En el suave hundimiento de Holappa en la noche (una noche de bar) resuena una memoria de seres rotos que cavilan frente a un chopp, un porrón o un vaso de whisky. La versión más gozosa de esa escena seguramente sea Cuida tu bufanda Tatiana, una road movie en la que dos varones y dos mujeres emprenden un viaje juntos y pasan la mayor parte del tiempo en restaurantes del camino emborrachándose, comiendo al paso o, en el caso del amigo del protagonista, tomando café hasta llegar a los temblores.

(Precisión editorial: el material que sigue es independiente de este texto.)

PR #112, opened 2023-11-03
Cleanup warnings and tests

jenniferplusplus:
Some general code maintenance. I want to eliminate all of the compiler warnings, and then switch on warnings as errors in CI. It may be a little bit annoying at first, but it produces dramatically better results in the long term.

## Details
- Fixed many compiler warnings. The remaining ones are overwhelmingly in the webfinger controller, and that's next to be addressed anyway.


Letterbook.Core/Models/TimelineEntry.cs
```diff
@@ -6,11 +6,23 @@ public class TimelineEntry
     // Those are often more or less the same, except in the case of boosts
     public DateTime Time { get; set; } = DateTime.UtcNow;  //index
     public ActivityObjectType Type { get; set; }
-    public string EntityId { get; set; }  //index
-    public string AudienceKey { get; set; } //index
+    public required string EntityId { get; set; }  //index
```
runewake2, line 9: I didn't know this was a thing, TIL!

runewake2 (approved):

Letterbook.Core/Models/TimelineEntry.cs
jenniferplusplus: I think it's a relatively recent thing. It might have been introduced in dotnet 6?

PR #990, opened 2019-05-09
Set tcp client timeout to 20s

pm47:
So that it fails before the ask/api time out.


araspitzu:
Looks good, although a user can still specify an http timeout that is smaller than the tcp timeout, we now prevent this from default.

PR #991, opened 2019-05-09
Restrict scope of the code coverage report

araspitzu:
Ignore subprojects *eclair-node* and *eclair-node-gui* when generating a coverage report (codecov).

### DIFF
--- a/.codecov.yml
+++ b/.codecov.yml
@@ -5,3 +5,7 @@ coverage:
 
 comment:
   layout: "diff, files"
+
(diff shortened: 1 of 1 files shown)


araspitzu:
> I'm not sure that's what you want.
> Per codecov's documentation, `folder/*` will not match recursively in the folder.
> I think you want `eclair-node/**/*` and `eclair-gui/**/*` don't you?

Yes that was the idea.

PR #995, opened 2019-05-10
Recovery tool

araspitzu:
Adds a channel recovery functionality to eclair. The recovery is only capable of recovering our main output of a channel if the following conditions are met:

- The user has the seed 
- The user has the channel backup, it's *static* string and can be obtained calling the `/backup` API
- The user has information about the channel funding transaction, such as channelShortId or fundingTxId
- The remote node is still online
- The remote node supports `option_data_loss_protect`

Assuming the above conditions are met then the recovery tool is able to trigger the publishing of the latest commitment transaction owned by the remote node, at which point eclair will spend its main output back to the wallet. It is possible to trigger the recovery procedure both from an API call `/recovery` and from a console based interactive procedure where the user is asked for the necessary information. The recovery has been tested against the following implementations: eclair (latest master), c-lightning (commit fefe7dfb) and lnd v0.6.0.


pm47:
I only took a cursory look but I would have done this in a separate module and I don't think this should have an impact on existing code (e.g. `case class Connect(uri: NodeURI, withCommitments: Set[HasCommitments] = Set.empty)`).

araspitzu:
> I only took a cursory look but I would have done this in a separate module and I don't think this should have an impact on existing code (e.g. `case class Connect(uri: NodeURI, withCommitments: Set[HasCommitments] = Set.empty)`).

I agree we shouldn't change existing code, Peer.Connect was just a low hanging fruit to trigger the peer level connection + INPUT_RECONNECTED.

araspitzu:
Will open a new shiny PR

PR #1004, opened 2019-05-14
Increase Service and EclairImpl test coverage

araspitzu:
Improves the API test to match the ~80% test coverage that we have on eclair, it also add the test-scoped dependency of [mockito](https://github.com/mockito/mockito-scala) to simplify mocking services in the tests.

### DIFF
--- a/eclair-core/src/main/scala/fr/acinq/eclair/Eclair.scala
+++ b/eclair-core/src/main/scala/fr/acinq/eclair/Eclair.scala
@@ -38,8 +38,11 @@ import fr.acinq.eclair.wire.{ChannelAnnouncement, ChannelUpdate, NodeAddress, No
 import TimestampQueryFilters._
 
 case class GetInfoResponse(nodeId: PublicKey, alias: String, chainHash: ByteVector32, blockHeight: Int, publicAddresses: Seq[NodeAddress])
+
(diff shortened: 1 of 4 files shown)


eclair-core/src/main/scala/fr/acinq/eclair/Eclair.scala
```diff
@@ -182,43 +182,46 @@ class EclairImpl(appKit: Kit) extends Eclair {
...
 
-    appKit.nodeParams.db.payments.listPendingPaymentRequests(from, to)
+    appKit.nodeParams.db.payments.listPendingPaymentRequests(filter.from, filter.to)
   }
 
   override def getInvoice(paymentHash: ByteVector32)(implicit timeout: Timeout): Future[Option[PaymentRequest]] = Future {
     appKit.nodeParams.db.payments.getPaymentRequest(paymentHash)
   }
 
+  def getDefaultTimestampFilters(from_opt: Option[Long], to_opt: Option[Long]) = {
```
pm47: Maybe make that a method of `TimestampQueryFilter` companion object?

araspitzu: In 409a7fa I moved the function to the companion object and grouped together the case classes.

PR #1008, opened 2019-05-17
Use 64B representation instead of DER for sigs

pm47:
It is more compact, and as an added bonus it frees us from the
completely unrelated Bitcoin-specific `0x01` trailing sig hash.

Note that we already used the 64B representation for storage everywhere,
except in `ChannelCodecs.htlcTxAndSigsCodec`, which required a backward
compatibility codec. Added a nonreg test for this.

@sstone it seems like `Transactions.sign` is misplaced and belongs to
`LocalKeyManager`, but I'm not completely sure because it feels nice to
have all the signature-related stuff at the same place in
`Transactions`.


pm47:
Superseded by #1014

¿Cómo filmar estas historias sin caer en el golpe bajo, en la complacencia? Kaurismäki dio con la respuesta antes de formularse la pregunta: con una puesta en escena distanciada, calculada, tan severa como los rigores que gobiernan el mundo narrado. Los planos fijos, largos, iluminados casi siempre con el virtuosismo seco y pintoresco a la vez de Timo Salminen (fotógrafo dedicado casi exclusivamente a trabajar con Kaurismäki), contiene la tragedia de los protagonistas, le pone límites, sin renunciar por eso a filmar las pasiones, magmas emocionales que hay que aprender a leer en lugares que el cine olvidó cómo mirar: en un gesto torvo, en una mirada lanzada por la ventana, en el silencio que sobreviene ante una pregunta.

La precisión con la que Kaurismäki sigue el periplo de Ansa y Holappa permite trazar la genealogía de un cine díscolo, subterráneo, hermético (tiempo después se dirá: deadpan), cuyos orígenes hay que rastrear primero en Bresson o en el ecosistema estético de algunos film noir (por ejemplo, en el ascetismo de los policiales de Jean-Pierre Melville).

El programa de ese cine continúa después en la filmografía del propio Kaurismäki y de contemporáneos suyos como Jarmusch (al que Hojas de otoño rinde homenaje exhibiendo un fragmento de Los muertos no mueren, por lejos la peor película de Jarmusch –pero a los amigos se los defiende justamente en las malas–). Finalmente, las expansiones escasas y erráticas de esa tradición pueden rastrearse hoy en el cine de Wes Anderson o de Martín Rejtman.

Con su primera película en seis años, Kaurismäki recuerda que su cine conecta la modernidad bressoniana con la observación alucinada de Jarmusch o las comedias tristes de Anderson. Las de Kaurismäki son también, casi siempre y a su manera, comedias lunares que encuentran en la desolación y la intemperie sus materiales fundantes y que hacen de la melancolía su divisa primordial.